Mr. J - You would choose that pic. Lol. This verse was dope man I enjoyed it. Ended very well. I’m not sure if there was something I didn’t catch, but I feel like I’m missing something. Favorite bars..
a dream within a dream, consumed in the thought.
He would dance to his own beat of delusional applause
Jack often posed as voluptuous women in their thirties
He would claim he was from Cali & vacationed in Jersey
Fucking hilarious. I really needed a comedy piece man and you came through this week. I’m still left wondering what you meant by small glacier? No clue what that meant. PM me and tell me. But for the record i like it anyways. On a second read through, I’m paying attention to your immaculate attention to detail as far as mechanics goes. Your syllable counts are really lining up and your rhymes are exceptionally good. I can understand why you’re always so critical of how people rhyme. That’s because you are so damn good at it. Wordplay has been lacking recently in my verses, so I really appreciated that rock paper line. That line was quality man, had a nice ring to it. So this guy did weird shit with people and recorded it on webcam then extorted them? Fairly entertaining, actually. I’m glad I read this a second time.
Razah – you started off a little shaky but picked up momentum fast. Wooow this is actually amazing. Your verse almost seems intentionally unsure, shaky.. vulnerable. You really captured the essence of what you were going for and embodied it. Skills man, all day. Favorite lines..
Life was a beach & was great, now a simple mistake can explain
Why I fight for survival & confusion is engraved on my face
I blew the residue off, I remember the day it wasn't the same
I hope to catch a second wind as remorse runs through my veins
Excellent take on your topic. Great rhymes. Quality work. On a second read through these lines really stuck out to me..
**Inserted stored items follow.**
Issue #9605, opened 2026-06-17
Make transition from pipeline to pipeline using instance variables possible


benjaminguttmann-avtq:
### Summary

Make it possible to transition a pipeline that is currently not using instances variables to a pipeline using instance variables via `fly rename-pipeline`.

Like that you could keep your task/ run history when you are refactoring your pipelines to use instance variables.

benjaminguttmann-avtq:
Would be interested to work on it

benjaminguttmann-avtq:
First question that comes to my mind would be, how should fly rename-pipeline be adjusted?

For example should it allow using `/` in the pipeline name and then extract the values after the `/` to instance variables or should the instance variables be a dedicated cli parameter, .e.g you have oldName, newName, and oldInstanceVariable,NewInstanceVariable?

taylorsilva:
I'm pretty sure there are some helper functions in the fly code that can be used to parse the instance vars for you.

There's the `PipelineFlag` type: https://github.com/concourse/concourse/blob/b4c4b7e2bc2c82076eb2ea9bd9aa107ee44a7fea/fly/commands/internal/flaghelpers/pipeline_flag.go

You can use that type here instead of `string`: https://github.com/concourse/concourse/blob/b4c4b7e2bc2c82076eb2ea9bd9aa107ee44a7fea/fly/commands/rename_pipeline.go#L14-L15

It may also be useful to add a `--instance-var` flag like we have in `set-pipeline`: https://github.com/concourse/concourse/blob/b4c4b7e2bc2c82076eb2ea9bd9aa107ee44a7fea/fly/commands/set_pipeline.go#L30

Then someone could rename a pipeline in two ways ([docs for syntax](https://concourse-ci.org/docs/pipelines/grouping-pipelines/#managing-instanced-pipelines)):
```
fly rename-pipeline \
  --old-name pipeline \
  --new-name pipeline/var1:value1,var2:value2
```
or
```
fly rename-pipeline \
  --old-name pipeline \
  --new-name pipeline \
  --instance-var var1=value1 --instance-var var2=value2
```

Could even rename an existing instance pipeline.
```
fly rename-pipeline \
  --old-name pipeline/var1:old1 \
  --new-name pipeline/var1:new1
```

Actually, instead of one `--instance-var` flag, maybe there should be two? `--old-instance-var` and `--new-instance-var`? That might make it clearer for the user how to rename instanced pipelines.

[...]

PR #9629, opened 2026-07-06
atc/db: Introduce possibility to rename pipelines from non instance…

benjaminguttmann-avtq:
… variables to instance_variables

Introduced DB part of the functionality to rename pipeline using non instance_variable to a pipeline using instance_variables (#9605)

### DIFF
--- a/atc/db/team.go
+++ b/atc/db/team.go
@@ -667,12 +667,43 @@ func (t *team) SavePipeline(
 }
 
 func (t *team) RenamePipeline(oldName, newName string) (bool, error) {
-	result, err := psql.Update("pipelines").
-		Set("name", newName).
+	return t.renamePipeline(atc.PipelineRef{Name: oldName}, atc.PipelineRef{Name: newName})
+}
+
+func (t *team) renamePipeline(oldRef, newRef atc.PipelineRef) (bool, error) {
+	query := psql.Update("pipelines").
+		Set("name", newRef.Name).
 		Where(sq.Eq{
 			"team_id": t.id,
-			"name":    oldName,
-		}).
+			"name":    oldRef.Name,
+		})
+
+	if oldRef.InstanceVars != nil {
+		oldInstanceVarsBytes, err := json.Marshal(oldRef.InstanceVars)
+		if err != nil {
+			return false, err
+		}
+
+		query = query.Where(sq.Eq{
+			"instance_vars": sql.NullString{String: string(oldInstanceVarsBytes), Valid: true},
+		})
+	}
+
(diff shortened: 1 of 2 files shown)


atc/db/team.go
```diff
@@ -667,12 +667,43 @@ func (t *team) SavePipeline(
 }
 
 func (t *team) RenamePipeline(oldName, newName string) (bool, error) {
-	result, err := psql.Update("pipelines").
-		Set("name", newName).
+	return t.renamePipeline(atc.PipelineRef{Name: oldName}, atc.PipelineRef{Name: newName})
+}
+
+func (t *team) renamePipeline(oldRef, newRef atc.PipelineRef) (bool, error) {
```
taylorsilva, line 673: I think it would be fine to update the public function's signature to just be the private's. Though I suppose doing so would immediately force you to include code changes for everything else in the stack (api, fly, go-concourse, etc.).

You know, I think I'll prefer seeing the entire change in one PR. I have a decent sense what the shape of it will be so I don't think it'll be terribly challenging for me to review.

atc/db/team.go
```diff
@@ -667,12 +667,43 @@ func (t *team) SavePipeline(
...
+			return false, err
+		}
+
+		query = query.Where(sq.Eq{
+			"instance_vars": sql.NullString{String: string(oldInstanceVarsBytes), Valid: true},
+		})
+	}
+
+	if oldRef.InstanceVars != nil || newRef.InstanceVars != nil {
+		newInstanceVars := sql.NullString{Valid: false}
```
taylorsilva, line 693: nit: style thing here, in Go we don't usually initialize structs with their zero values. Another way of writing this would be `newInstanceVars := sql.NullString{}`
```suggestion
		var newInstanceVars sql.NullString
```

Similar to this code in the same file: https://github.com/concourse/concourse/blob/b0a1474ca97a6fad9a0aca1285570c764d357320/atc/db/team.go#L420-L433

benjaminguttmann-avtq:
@taylorsilva finally were able to pick this up again. So my local tests worked fine beside the different test runs

taylorsilva:
One of the `atc/db` tests are still failing: https://ci.concourse-ci.org/teams/contributor/pipelines/pr/jobs/unit/builds/2?vars.number=%229629%22#L6ab24524:261:266

```
  [FAILED] Expected
      <atc.InstanceVars | len:1>: {
          "version": <string>"6.7.x",
      }
  to be nil
  In [It] at: github.com/concourse/concourse/atc/db/team_test.go:4028
```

Felt like I was drowning in fear but no one would lend me a hand
Had to float back to the shore & decided to blend with the sand
Life was a beach & was great, now a simple mistake can explain
I passed those first two lines by at first but your flawless nod at denial paired with the entertaining use of, “life was a beach..” was particularly entertaining. This was really an emotional piece.
/v – I think J took it this week. I was leaning towards razah on the first read. But I knew it was close, and after the second I understood J’s angle.. his rhymes were a little too clean, and his plot was a little too strong for razah to take it this week. had razah introduced some kind of crux of the verse and went with a stronger storyline his emotional display would have easily gained him a victory. But this one’s going to the box, I expect a close battle. Nice drops from both.